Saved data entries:
== Segment start ==
PR #393, opened 2026-08-26
fix: preserves caller-provided plain PHP objects in request params (closes #392)

### LINKED ISSUE #392: 8.8.2: empty PHP arrays now reach the API as JSON arrays where objects are expected — request rejected with no pointer to the cause
## Summary

The v8.8.2 change ("Empty arrays and objects are no longer stripped when passed as params in the request") has a PHP-specific consequence that's easy to hit and hard to trace back to the SDK: an empty PHP array now reaches the API as a JSON array (`[]`) in positions where the API expects an object, and the request is rejected.

We're not asking you to revert — forwarding what the caller passed is a reasonable position. We're raising this because the failure mode is hard to diagnose, and other consumers will likely hit it as 8.8.2 propagates.

## Details

PHP has no way to distinguish an empty list from an empty map — `[]` is the only natural empty value, and `json_encode` picks the array reading. Code like this is common:

```php
$options = [];

if ($needsDdp) {
    $options['incoterm'] = 'DDP';
}

$shipment = $client->shipment->create([
    // ...
    'options' => $options,   // [] when no branch fired
]);
```

Before 8.8.2 the SDK stripped the empty `options`, so this worked. On 8.8.2 the API receives `"options": []` and rejects the shipment with:

```
The provided options are not valid.
```

Nothing in that message points at the SDK, the upgrade, or the empty array — for us it surfaced only as runtime API errors on previously working code after a routine patch-level composer update.

We verified against the live API that the rejection is purely about JSON type: the same shipment with `"options": {}` (raw request; the SDK can't produce an empty object from PHP) returns 201 with rates, `"options": []` returns 422, and omitting the key returns 201.

## Suggestions

Any of these would help, roughly in order of value:

1. **Coerce empty arrays to `{}` for params documented as objects** (`options`, `customs_info`, …). Since `{}` is accepted by the API, this fully restores the conditional-build pattern above — and there's currently no way to send an empty object through the SDK at all (`Requestor::encodeObjects` handles arrays and `EasypostObject`s, so a caller-supplied `stdClass` doesn't survive encoding either).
== Segment end ==
TASK TO COMPLETE: In the records above, how many lines hold the string "provided"? Reply with only the number.

RESULT OF THE TASK: 2